Harriero cerró la puerta dejándolo sentado en su sillón de piel, valorado en varios miles, junto a una irritación que tendría consecuencias muy severas; como que se llamaba Lagarto —bueno, ese tan solo era el apodo con el que unos pocos le conocían —, que así sería.

Ese maldito inspector se estaba tomando demasiadas libertades, ¡demasiadas! Tal vez sería una buena idea darle una lección para que entendiera de una jodida vez cual es su lugar en la jerárquica organización. No iba a permitir que sus lacayos se pusieran a decidir por su propia cuenta.

Bueno, eso tendría que esperar, había cosas mucho más importantes en ese momento y el plan tramado por su subordinado no era del todo deficiente, de hecho, si salía bien podría solucionar unas cuantas cosas.

Lagarto se levantó del sillón y caminó sobre la lujosa moqueta de su despacho en dirección a la mesa de roble oscuro donde guardaba tras una vitrina, y sobre un tapiz de terciopelo, sus palos de golf.

Levantó el cristal con cuidado, y tomó uno de ellos, de alta gama y brillante, que reflejaba la luz opaca de la lámpara —fuera oscurecía y necesitaba una iluminación tenue para relajarse—. Lo llevó al otro extremo de la habitación donde tenía preparado un hoyo contra el estrés de oficina.

Trataba aquella madera con mimo, casi acariciándola en cada uno de sus movimientos. Era como su amante secreta, liberadora de todos sus pesares.

Golpeó algunas bolas y su mente se relajó, era una medicina milagrosa y la necesitaba en ese momento. Debía tener todos sus sentidos alerta, pues tenía que solucionar varios asuntos.

Ese detective, ese tal «Simón», podía ser un problema; había estado con ese otro estúpido policía en el cementerio de Guadiana, cometiendo una barbarie con los difuntos que había ordenado mover hasta allí.

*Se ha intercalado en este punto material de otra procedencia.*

PR #18571, opened 2023-11-24
Clearer RHOST error message

smashery:
Per the request in #18526: when RHOSTS failed to validate - especially as a result of DNS failures - the error message presented to the user left something to be desired. We could afford to provide a clearer error message in that case.

This PR achieves that by outputting the reason for an RHOST validation failure: failure parsing a URL, invalid CIDR, or DNS resolution failure.

This does change the behaviour of some modules slightly, but I think in a reasonable way. Previously, if some hosts didn't DNS-resolve, it would just continue without error. For example:

Before:
```
msf6 auxiliary(scanner/http/http_header) > run rhosts=non-existent758923.com google.com

[+] 142.250.71.78:80     : CACHE-CONTROL: public, max-age=2592000
[+] 142.250.71.78:80     : CONTENT-SECURITY-POLICY-REPORT-ONLY: object-src 'none';base-uri 'self';script-src 'nonce-QTM28aplJaCub155R8HZXQ' 'strict-dynamic' 'report-sample' 'unsafe-eval' 'unsafe-inline' https: http:;report-uri https://csp.withgoogle.com/csp/gws/other-hp
[+] 142.250.71.78:80     : CONTENT-TYPE: text/html; charset=UTF-8
[+] 142.250.71.78:80     : CROSS-ORIGIN-OPENER-POLICY: same-origin-allow-popups; report-to="gws"
[+] 142.250.71.78:80     : LOCATION: http://www.google.com/
[+] 142.250.71.78:80     : REPORT-TO: {"group":"gws","max_age":2592000,"endpoints":[{"url":"https://csp.withgoogle.com/csp/report-to/gws/other"}]}
[+] 142.250.71.78:80     : SERVER: gws
[+] 142.250.71.78:80     : X-FRAME-OPTIONS: SAMEORIGIN
[+] 142.250.71.78:80     : X-XSS-PROTECTION: 0
[+] 142.250.71.78:80     : detected 9 headers
[*] Scanned 1 of 2 hosts (50% complete)
[*] Scanned 2 of 2 hosts (100% complete)
```

After:
```
msf6 auxiliary(scanner/http/http_header) > run rhosts=non-existent758923.com google.com

[-] Invalid option RHOSTS: Host resolution failed: non-existent758923.com
```

I think this makes much more sense, but am open to opinions on that one.

## Verification

- [ ] Start `msfconsole`
- [ ] `use http/http_header`
- [ ] Coerce errors:
  - [ ] Non-existent domain (i.e. <nonexistent>.com) - should say "Host resolution failed"
  - [ ] Non-existent URL (i.e. `https://<non-existent>.com`) - should say "Host resolution failed"
  - [ ] Invalid CIDR (e.g. cidr:123) - should say "Invalid CIDR"
  - [ ] Empty domain (`""`) - should just say "failed to vaildate"
  - [ ] Combination of multiple options; some of which work, and some of which don't
- [ ] Check that the happy path still works

### DIFF
--- a/spec/lib/msf/core/rhosts_walker_spec.rb
+++ b/spec/lib/msf/core/rhosts_walker_spec.rb
@@ -40,12 +40,16 @@ RSpec::Matchers.define :match_errors do |expected|
     return false if actual.count != expected.count
 
     expected.zip(actual).all? do |(expected, actual)|
-      actual.instance_of?(expected.class) && actual.message == expected.message
+
+      same_message = actual.instance_of?(expected.class) && actual.message == expected.message
+      same_cause = (actual.cause.nil? && expected.cause.nil?) || (actual.cause.class == expected.cause.class)
+
+      same_message && same_cause
     end
   end
 
   failure_message do |actual|
-    "\nexpected:\n#{expected.to_a.join(",\n")}\n\ngot:\n#{actual.to_a.join(",\n")}\n\n(compared using ==)\n"
+    "\nexpected:\n#{expected.to_a.map {|e| "#{e.message} (#{e.cause})"}.join(",\n")}\n\ngot:\n#{actual.to_a.map {|e| "#{e.message} (#{e.cause})"}.join(",\n")}\n\n(compared using ==)\n"
   end
 
   failure_message_when_negated do |_actual|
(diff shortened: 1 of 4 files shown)


spec/lib/msf/core/rhosts_walker_spec.rb
```diff
@@ -321,6 +325,9 @@ def each_error_for(mod)
   before(:each) do
     @temp_files = []
 
+    allow(::Addrinfo).to receive(:getaddrinfo).with('nonexistent.com', 0, ::Socket::AF_UNSPEC, ::Socket::SOCK_STREAM) do |*_args|
```
adfoster-r7, line 328: Not a blocker; I prefer going with variants of `example.com` in tests as it's meant for this use case - https://www.iana.org/help/example-domains

adfoster-r7:
## Release Notes

Improves the error messages shown to users if there is a validation error with a module's `RHOST` datastore values. Now the user is notified when there is a failure with parsing a URL, invalid CIDR, or DNS resolution failure.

Esperaba que sus hombres fueran tan buenos como siempre le habían asegurado tanto Harriero como el resto de sus segundos, y no hubieran dejado ningún cabo suelto demasiado esclarecedor que dificultaran el plan:

Ese detective, debía seguir una serie de pistas que apuntaran en una dirección totalmente opuesta a la suya, incriminando sutilmente a otro individuo que cargara con todos los crímenes que su asociación había generado hasta el momento; los cuales no eran pocos precisamente. Había que reconocer que sería estupendo poder comenzar desde cero sin todos esos asesinatos a sus espaldas, un nuevo inicio de forma más discreta. Para tal misión ya tenía seleccionado a alguno de sus mejores hombres y estaban trabajando en ello.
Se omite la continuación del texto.